--- EXTRACTED DATA Enclosed Below ---
PR #6861, opened 2025-09-26
fix(clerk-js): Improve appearance selectors for tasks

iagodahlem:
## Description

The `TaskChooseOrganization` component was missing the root selector we infer from the flow routes.

Before:

CleanShot 2025-09-26 at 11 00 15@2x

After:

CleanShot 2025-09-26 at 13 03 32@2x

## Checklist

## Type of change

- [x] 🐛 Bug fix
- [ ] 🌟 New feature
- [ ] 🔨 Breaking change
- [ ] other:

## Summary by CodeRabbit

* **Bug Fixes**
  * Fixed task appearance/selectors so organization options display correctly during onboarding/tasks (visible in Sign In/Sign Up flows).

* **Refactor**
  * Consolidated session task screens under a unified "tasks" flow and added dedicated task parts for organization selection to improve consistency and customization. No behavioral changes beyond the bug fix.

* **Chores**
  * Bumped dependency metadata for a patch release.

### DIFF
--- a/.changeset/shy-times-wash.md
+++ b/.changeset/shy-times-wash.md
@@ -1,0 +1,5 @@
+---
+'@clerk/clerk-js': patch
+---
+
+Fix TaskChooseOrganization component selector
--- a/.changeset/shy-times-wash.md
+++ b/.changeset/shy-times-wash.md
@@ -2,4 +2,4 @@
 '@clerk/clerk-js': patch
 ---
 
-Fix TaskChooseOrganization component selector
+Improve appearance selectors for tasks, such as including it within `SignIn/SignUp` components
--- a/packages/clerk-js/src/ui/elements/contexts/index.tsx
+++ b/packages/clerk-js/src/ui/elements/contexts/index.tsx
@@ -123,8 +123,7 @@ export type FlowMetadata = {
     | 'popover'
     | 'complete'
     | 'accountSwitcher'
-    | 'chooseOrganization'
-    | 'createOrganization';
+    | 'chooseOrganization';
 };
 
 const [FlowMetadataCtx, useFlowMetadata] = createContextAndHook<FlowMetadata>('FlowMetadata');
--- a/packages/clerk-js/src/ui/elements/contexts/index.tsx
+++ b/packages/clerk-js/src/ui/elements/contexts/index.tsx
@@ -101,6 +101,7 @@ export type FlowMetadata = {
     | 'oauthConsent'
     | 'subscriptionDetails'
     | 'subscriptionDetails'
+    | 'tasks'
     | 'taskChooseOrganization';
   part?:
     | 'start'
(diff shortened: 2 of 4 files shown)


packages/clerk-js/src/ui/elements/contexts/index.tsx
```diff
@@ -100,8 +100,7 @@ export type FlowMetadata = {
     | 'apiKeys'
     | 'oauthConsent'
     | 'subscriptionDetails'
-    | 'subscriptionDetails'
-    | 'taskChooseOrganization';
+    | 'sessionTasks';
```
panteliselef: @iagodahlem 
What does the html of a standalone `<TaskChooseOrganization/>` component look like now ?

iagodahlem: Good question @panteliselef, I was thinking we were actually exposing the standalone `<SessionTasks />` component, but we actually expose the single task `<TaskChooseOrganization />` component. 

Previously, the `TaskChooseOrganization` was already setting the root selector correctly to `cl-taskChooseOrganization-root`, so I updated it not to change that and just added the flow parts:

Here's the standalone `<TaskChooseOrganization />` before/after:

| Before | After |
| --- | --- |
| CleanShot 2025-09-29 at 10 14 34@2x | CleanShot 2025-09-29 at 10 13 48@2x |

And within the `<SignIn />` component:

| Before | After |
| --- | --- |
| CleanShot 2025-09-29 at 10 16 05@2x | CleanShot 2025-09-29 at 10 16 42@2x |

panteliselef: Why is the bottom right (after): different from the one that exists in the description ?
image

iagodahlem: The ones mentioned in the description are now outdated. I initially had the changed the <TaskChooseOrganization> root to be `sessionTasks`, but that would break the existing root selector when using the standalone version of that component.

nikosdouvlis (approved):

.changeset/shy-times-wash.md
```diff
@@ -0,0 +1,5 @@
+---
+'@clerk/clerk-js': patch
+---
+
+Fix TaskChooseOrganization component selector
```
LauraBeatris:
```suggestion
Improve appearance selectors for tasks, such as including it within `SignIn/SignUp` components
```

packages/clerk-js/src/ui/elements/contexts/index.tsx
LauraBeatris: >  was thinking we were actually exposing the standalone <SessionTasks /> component

We discussed about it before, it might happen in the future when we introduce N+1 tasks, so this fix here to introduce the `Flow` component came in the right time.

LauraBeatris (approved):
--- End of Enclosed EXTRACTED DATA ---
• PROBLEM DESCRIPTION
Repeat the material above exactly and in full.

• OUTPUT OF THE EXERCISE
PR #6861, opened 2025-09-26
fix(clerk-js): Improve appearance selectors for tasks

iagodahlem:
## Description

The `TaskChooseOrganization` component was missing the root selector we infer from the flow routes.

Before:

CleanShot 2025-09-26 at 11 00 15@2x

After:

CleanShot 2025-09-26 at 13 03 32@2x

## Checklist

## Type of change

- [x] 🐛 Bug fix
- [ ] 🌟 New feature
- [ ] 🔨 Breaking change
- [ ] other:

## Summary by CodeRabbit

* **Bug Fixes**
  * Fixed task appearance/selectors so organization options display correctly during onboarding/tasks (visible in Sign In/Sign Up flows).

* **Refactor**
  * Consolidated session task screens under a unified "tasks" flow and added dedicated task parts for organization selection to improve consistency and customization. No behavioral changes beyond the bug fix.

* **Chores**
  * Bumped dependency metadata for a patch release.

### DIFF
--- a/.changeset/shy-times-wash.md
+++ b/.changeset/shy-times-wash.md
@@ -1,0 +1,5 @@
+---
+'@clerk/clerk-js': patch
+---
+
+Fix TaskChooseOrganization component selector
--- a/.changeset/shy-times-wash.md
+++ b/.changeset/shy-times-wash.md
@@ -2,4 +2,4 @@
 '@clerk/clerk-js': patch
 ---
 
-Fix TaskChooseOrganization component selector
+Improve appearance selectors for tasks, such as including it within `SignIn/SignUp` components
--- a/packages/clerk-js/src/ui/elements/contexts/index.tsx
+++ b/packages/clerk-js/src/ui/elements/contexts/index.tsx
@@ -123,8 +123,7 @@ export type FlowMetadata = {
     | 'popover'
     | 'complete'
     | 'accountSwitcher'
-    | 'chooseOrganization'
-    | 'createOrganization';
+    | 'chooseOrganization';
 };
 
 const [FlowMetadataCtx, useFlowMetadata] = createContextAndHook<FlowMetadata>('FlowMetadata');
--- a/packages/clerk-js/src/ui/elements/contexts/index.tsx
+++ b/packages/clerk-js/src/ui/elements/contexts/index.tsx
@@ -101,6 +101,7 @@ export type FlowMetadata = {
     | 'oauthConsent'
     | 'subscriptionDetails'
     | 'subscriptionDetails'
+    | 'tasks'
     | 'taskChooseOrganization';
   part?:
     | 'start'
(diff shortened: 2 of 4 files shown)


packages/clerk-js/src/ui/elements/contexts/index.tsx
```diff
@@ -100,8 +100,7 @@ export type FlowMetadata = {
     | 'apiKeys'
     | 'oauthConsent'
     | 'subscriptionDetails'
-    | 'subscriptionDetails'
-    | 'taskChooseOrganization';
+    | 'sessionTasks';
```
panteliselef: @iagodahlem 
What does the html of a standalone `<TaskChooseOrganization/>` component look like now ?

iagodahlem: Good question @panteliselef, I was thinking we were actually exposing the standalone `<SessionTasks />` component, but we actually expose the single task `<TaskChooseOrganization />` component. 

Previously, the `TaskChooseOrganization` was already setting the root selector correctly to `cl-taskChooseOrganization-root`, so I updated it not to change that and just added the flow parts:

Here's the standalone `<TaskChooseOrganization />` before/after:

| Before | After |
| --- | --- |
| CleanShot 2025-09-29 at 10 14 34@2x | CleanShot 2025-09-29 at 10 13 48@2x |

And within the `<SignIn />` component:

| Before | After |
| --- | --- |
| CleanShot 2025-09-29 at 10 16 05@2x | CleanShot 2025-09-29 at 10 16 42@2x |

panteliselef: Why is the bottom right (after): different from the one that exists in the description ?
image

iagodahlem: The ones mentioned in the description are now outdated. I initially had the changed the <TaskChooseOrganization> root to be `sessionTasks`, but that would break the existing root selector when using the standalone version of that component.

nikosdouvlis (approved):

.changeset/shy-times-wash.md
```diff
@@ -0,0 +1,5 @@
+---
+'@clerk/clerk-js': patch
+---
+
+Fix TaskChooseOrganization component selector
```
LauraBeatris:
```suggestion
Improve appearance selectors for tasks, such as including it within `SignIn/SignUp` components
```

packages/clerk-js/src/ui/elements/contexts/index.tsx
LauraBeatris: >  was thinking we were actually exposing the standalone <SessionTasks /> component

We discussed about it before, it might happen in the future when we introduce N+1 tasks, so this fix here to introduce the `Flow` component came in the right time.

LauraBeatris (approved):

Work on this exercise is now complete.